1.0   Trivial theories

    Benton reviews the history of extinctions and chronologically lists the proposals that have been
    pitched in over the years. His paper is a must read for those wishing to come up to speed on the
    subject.

    The first thing you realize is that many frivolous theories have been thrown into the pile since the
    discussion began over a century ago. Brainstorming is not evil per se, except that featherbrained
    suggestions clutter the board and make it more difficult to focus on those with merit.

    Extinction theories are like conspiracy theories. There are really only one or two that are in contention.
    Trivial arguments enter the stream for devil's advocacy. More often, they have the ulterior motive of
    getting the proponent's name in lights and nothing more. The devil's advocate contributes the idea
    merely to be the first to have come up with it or because of the novelty or to draw attention, and not
    because the proposal has a serious chance of explaining extinction. Petty ideas contribute noise.
    They make it difficult to stay on topic.

    Is egg-predation a valid extinction theory?

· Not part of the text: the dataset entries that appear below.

PR #4804, opened 2025-11-29
CMO Hardsuit Buff

snowywinters:
## About the PR
Fix cmo suit so its not the worst suit in the game

## Why / Balance
Cmo suit only protected from caustic and infection that being only one good thing the infection (no one uses caustic damige) but even then the infection is only 60% for a suit that should be more 

## Technical details
caustic is 70% (lowered from 90%)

    Of course not! But the casual participant takes the proposition at face value and places it on the par
    with weighty ones. So you burn calories fighting this fire and get sidetracked from the relevant
    discussion. Impressionable and gullible participants usually talk in circles or walk on tangents that
    lead to dead ends. Superficial ideas pitched in for the sake of originality distract from the purpose at
    hand, which is to zero in on Mother Nature's furtive agent. The effect of trivial proposals is to derail the
    discussion.


    2.0   Agent vs mechanism

    The first rule a debater must learn is that an asteroid is an agent whereas evolution is a mechanism.
    Some people instinctively equate the suddenness of extinction with a catastrophic act of God and
    have a tendency to lean towards the former. Others are naturally drawn towards comprehensive
    solutions and typically choose the latter. Is extinction a quirk of nature? Does it happen now and
    then at the whim of God? Or is it a predictable process that will invariably affect all species?
    Therefore, your predispositions and biases determine in great measure which theory you are going
    to live with and may say more about you than about what truly caused the phenomenon.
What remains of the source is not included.